--- Data for this task Enclosed Below ---

PR #4283, opened 2019-10-02
[FEATURE] Added notarization when building packages on macOS

jpfeuffer:


jpfeuffer:
I want to still remove the files and maybe use the signing environment variable in another way.

timosachsenberg:
failing tests related to noexcept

--- End of Enclosed Data for this task ---

Without skipping anything, transcribe every line above exactly.

PR #4283, opened 2019-10-02
[FEATURE] Added notarization when building packages on macOS

jpfeuffer:


jpfeuffer:
I want to still remove the files and maybe use the signing environment variable in another way.

timosachsenberg:
failing tests related to noexcept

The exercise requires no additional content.